La puesta en marcha del Decreto 407/2026, reglamentario de la Ley 27.802, modificó de raíz la forma en que se arma el recibo de sueldo en la Argentina. La norma no solo cambia el papel por la pantalla: obliga a mostrar con detalle cuánto le cuesta en verdad a una empresa cada puesto de trabajo, más allá del importe que el empleado ve acreditado en su cuenta.
El nuevo esquema impactó de lleno en los departamentos de administración de las relaciones entre los trabajadores y la empresa y en los estudios contables, que debieron revisar sus procesos de generación del recibo de sueldo en tiempo récord.
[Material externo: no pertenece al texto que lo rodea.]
PR #174, opened 2026-06-06
feat(server): connection session framing the wire protocol onto the engine

ELares:
## What

The connection **session** that turns a byte stream into engine calls and responses, the synchronous glue the async TCP server will drive. It wires the wire protocol (#169/#170) onto the engine (#171/#173).

## API

`Session::process(engine, input, out, now) -> Result<consumed, SessionError>`: consumes the **complete frames at the front of `input`** (leaving a partial trailing frame for the next read, via the frame parser's `Incomplete` signal) and appends response frames to `out`. Dispatches the request/response verbs:

- `Connect` → `Info` (marks the session connected);
- `Ping` → `Pong`;
- `Pub` → decode the message, append it via the engine, reply `Ok` carrying the assigned 8-byte offset;
- `Ack` → decode, commit the delivered message by its fencing token, reply `Ok` (a fenced/stale ack is an idempotent no-op, still `Ok`).

## Error handling

`Pub`/`Ack` before `Connect`, a malformed body, and a recognized-but-unwired or unknown verb reply **`Err` without closing**. A **malformed frame envelope ends the session** (`SessionError::BadFrame`), since a length-prefixed stream cannot resync.

Synchronous and **buffer-driven** — it owns no IO, so the async server feeds it from a socket and it stays fully deterministic/testable.

## Tests

ping/pong; connect/info; **pub-after-connect appends and replies `Ok` with the offset** (and the message is then deliverable from the engine); pub-before-connect rejected; **ack commits a delivered message** (committed advances); a **partial trailing frame is not consumed**; a malformed frame ends the session; an unsupported verb replies `Err` without closing.

## Gate

`fmt --check`, `clippy --workspace --all-targets -D warnings` (pedantic), `cargo test --workspace` (23 in server), `cargo-deny`, SPDX, `ironbus-core` IO-free lint pass locally. Adds `ironbus-proto` as a server dep. CHANGELOG updated. DCO signed.

## Scope

`refs #11`. The **streaming consumer-fetch path** (`Sub`/`Flow` credit, the push/pull delivery of messages to a consumer), `nack`/`term`, capability negotiation in `Connect`/`Info`, and the **async TCP accept loop** (one task per connection, a shared engine behind the single-writer append actor) are follow-ups built on this session.

refs #11


ELares:

An independent review fuzzed the frame-dispatch loop against hostile input. **No blockers**: no infinite loop (a frame is always ≥ 5 bytes so `consumed` strictly advances), no out-of-bounds on `&input[consumed..]`, no desync on a bad body (the envelope already delimits it), the connect gate holds, and responses are bounded 1:1. Two MAJORs and the minors fixed in `2be6285`.

**MAJOR (M2) — a fatal engine error is no longer masked as a transient retry.** Every `produce` error was collapsed to a generic `Err("produce failed")` with the session kept open, so a **permanently frozen writer** (no thaw path) would accept Pub after Pub and fail every one forever, the real cause dropped. `EngineError::is_fatal` now marks the unrecoverable variants (`WriterFrozen`, the poll invariant breaks); `handle_pub` queues an `Err` response then returns `SessionError::EngineFatal(e)`, so the caller flushes and **closes the connection**, and the diagnostic is carried for logging.

**MAJOR (M1) — ack ownership documented + filed.** Acks are not connection-scoped: the generation token is the sole authority, so any session with a valid `(offset, generation)` commits (confirmed by a test where a second connection commits the first's message). In the single-work-group model this isn't trivially exploitable, but it's a real authorization gap once consumers share the engine. Documented on `handle_ack` and filed as **#175** for the consumer path.

**MINOR (m3) — ack status reported.** The ack `Ok` now carries a **status byte** (1 = committed, 0 = fenced). A fenced/stale ack no longer silently tells the client the commit took effect, so it knows not to drop state for a message that will redeliver.

**MINOR/NIT (m4, n5):** documented that a repeated `Connect` is idempotent for now (decide when it carries capabilities), and added a `debug_assert` pinning the reply-encode-can't-fail invariant.

**Verified safe (no action):** client `flags` pass-through (the codec normalizes `HAS_KEY` and never acts on unknown bits), and borrowed body slices are copied by `produce` before return.

**Tests added:** a malformed body does not desync (the trailing valid frame still dispatches), a fenced ack replies status 0, empty input consumes nothing, ack-before-connect rejected, and the cross-connection ack (documenting #175). Session now 13 tests. Local gate green (28 in server).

Para entender el alcance real de la reforma y los inconvenientes que enfrentan las empresas al aplicarla en el recibo de sueldo, consulté a Catalina Barber Clas, responsable del módulo de sueldos de Xubio, plataforma de gestión y facturación en la nube con más de 50.000 empresas y estudios contables como clientes.
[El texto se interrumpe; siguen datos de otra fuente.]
Issue #175, opened 2026-06-06
[TASK] Per-connection ack ownership: scope acks to the delivering session


ELares:
## Context

`Session::handle_ack` (in `crates/ironbus-server/src/session.rs`) builds a `LeaseToken` straight from the wire `(offset, generation)` and calls `Engine::ack`, which checks only the token against the shared `LeaseTable` (the generation fences a stale ack) but never which **connection** holds the lease. So any connected session can ack (commit) any in-flight message if it presents a matching `(offset, generation)`.

In the current single-work-group model the generation token is the sole authority and is hard to guess, so this is not trivially exploitable. But once multiple consumers share the engine (the streaming `Sub`/`Flow` delivery path, a follow-up), a misbehaving or compromised client could commit and suppress redelivery of messages destined for a different consumer, which the legitimate consumer never receives, silent loss from the victim's perspective. Surfaced by the self-review on #174.

## Task

Decide and implement the ownership model when the consumer-delivery path lands:
- track which session (connection) a lease was delivered to (the lease grant returns to a specific consumer), and reject (fence) an ack whose token did not originate from that session;
- or document explicitly that acks are intentionally not connection-scoped (the generation token is the whole authority) and the security model relies on the token being unguessable plus transport auth (#18).
- Add a regression test: a second connection cannot ack a message delivered to the first.

Until then, the behavior is documented on `Session::handle_ack` / `Engine::ack` as a known gap.

## Scope

Consumer authorization boundary; pairs with the streaming consumer path. refs #11 refs #9

PR #176, opened 2026-06-06
feat(server): blocking thread-per-connection TCP server + SystemClock

ELares:
## What

Makes the durable queue **reachable over the network** — the first time the whole stack runs as a real broker over TCP.

- **`SystemClock`** — the production `Clock` seam over the OS clock (wall from `SystemTime`, monotonic from `Instant`), the real implementation `ironbus-core` cannot hold while staying IO-free. The engine takes any `Clock`; tests use `ManualClock`, production wires this.
- **`server::serve`** — a blocking, **thread-per-connection** TCP server. For the bounded connection count an edge box carries, this is the minimal model: **no async runtime**, small binary, simple. It accepts until a shutdown flag is set, **refuses connections past a configurable cap** (so a flood cannot spawn unbounded threads — honoring no-unbounded-queues), and spawns a thread per connection that reads bytes, runs the synchronous `Session` against the engine shared behind a `Mutex`, and writes responses.

## Concurrency

The `Mutex` serializes all engine access into the **single logical writer** the storage layer requires. Group-commit batching behind a dedicated append actor (the goal's append-actor + bounded-channel model, for fsync amortization) is a **throughput follow-up**; correctness (single-writer, fsync-before-ack) holds with the `Mutex`. A malformed frame or fatal engine error flushes any queued response then closes the connection.

## Tests (real localhost sockets)

- **CONNECT + PUB round-trip over TCP** appends to the engine and returns the assigned offset (`Ok` body = offset 0), and the message is then deliverable from the engine;
- a **malformed frame prefix closes the connection** (the client read returns EOF);
- `SystemClock`: monotonic time never goes backwards, wall time is plausibly current.

## Gate

`fmt --check`, `clippy --workspace --all-targets -D warnings` (pedantic), `cargo test --workspace` (32 in server), `cargo-deny`, SPDX, `ironbus-core` IO-free lint pass locally. No new external dependencies (std only). CHANGELOG updated. DCO signed.

## Scope

`refs #11`, `refs #1`. Follow-ups: the **streaming consumer-fetch path** (Sub/Flow delivery to consumers) so a client can receive and ack over TCP; the **append-actor + group-commit** for produce throughput; a graceful connection **drain** on shutdown; per-connection ack ownership (#175); and the **`ironbus` CLI binary** + **client** that connect to this server (toward the golden path #133).

refs #11
refs #1


ELares:

An independent review verified the concurrency core sound: **no deadlock**, **no cap over-admission** (the single accept thread serializes load+add), the lock scope is exactly `session.process` (the socket read and `write_all` are outside the lock), poison recovery is reasonable, and `SystemClock` never goes backwards or panics. It found one BLOCKER and availability hazards, fixed in `7b9e466`.

**BLOCKER — a panic in a connection thread leaked a connection-cap slot.** The decrement ran after `let _ = handle_connection(...)`, which catches a returned `Err` but **not a panic unwind**, so a panicking handler left the slot incremented forever; after `max_connections` panics the server refuses every connection (reproduced by the reviewer). **Fix:** a `ConnectionSlot` drop-guard decrements on both a normal return and an unwind, with a test proving release-on-panic.

**MAJOR — no socket timeout (slowloris).** A client that connects and never sends, or never reads its responses (blocking `write_all`), parked its handler forever holding a cap slot, eventually refusing legitimate clients. **Fix:** a 30s read/write timeout on each accepted stream closes a stalled connection (a ping keeps it alive).

**MINOR — a transient accept error tore down the whole listener.** `EMFILE`/aborted/interrupted accepts now back off and keep serving (the listener always recovers) rather than killing the server.

**MAJOR (tracked, not blocking) — the engine `Mutex` is held across the produce fsync**, so one stalled disk head-of-line-blocks every connection. This is the documented group-commit follow-up; filed as **#177** (append actor + bounded channel + group commit, which also folds in the O(n²) re-decode mitigation from the review). Documented the caveat on the module.

Also fixed the **Windows CI failure**: the server tests now use the cross-platform `InMemoryFs` (`StdFs` is a Unix-only v1 target), so they compile and run on all three platforms.

Server now 33 tests (incl. the panic-slot guard and two real-socket integration tests). Local gate: `fmt --check`, `clippy --workspace --all-targets -D warnings` (pedantic), `cargo test --workspace`, `cargo-deny`, SPDX, `ironbus-core` IO-free lint all pass.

Xubio nació en la Argentina en 2015 y hoy tiene presencia en el país y en Colombia, con más de 100 personas en su plantel. Desde 2023 integra el grupo europeo Visma, dedicado al software para empresas.
Tres cambios que redefinen el nuevo formato del recibo de sueldo
Según Barber Clas, el decreto que reglamenta la Ley 27.802 toca la estructura del recibo de sueldo en tres puntos concretos. Primero, deja sin efecto la obligación de emitir un duplicado y de que el empleado estampe su firma de puño y letra: ahora alcanza con documentar la recepción por medios digitales o electrónicos.
Segundo, exige sumar en el recibo de sueldo un resumen del costo laboral total a cargo de la empresa, dividido en seis rubros (seguridad social, obra social, PAMI, ART, cuota sindical y el neto que cobra el empleado), cada uno con su base de cálculo y el monto correspondiente.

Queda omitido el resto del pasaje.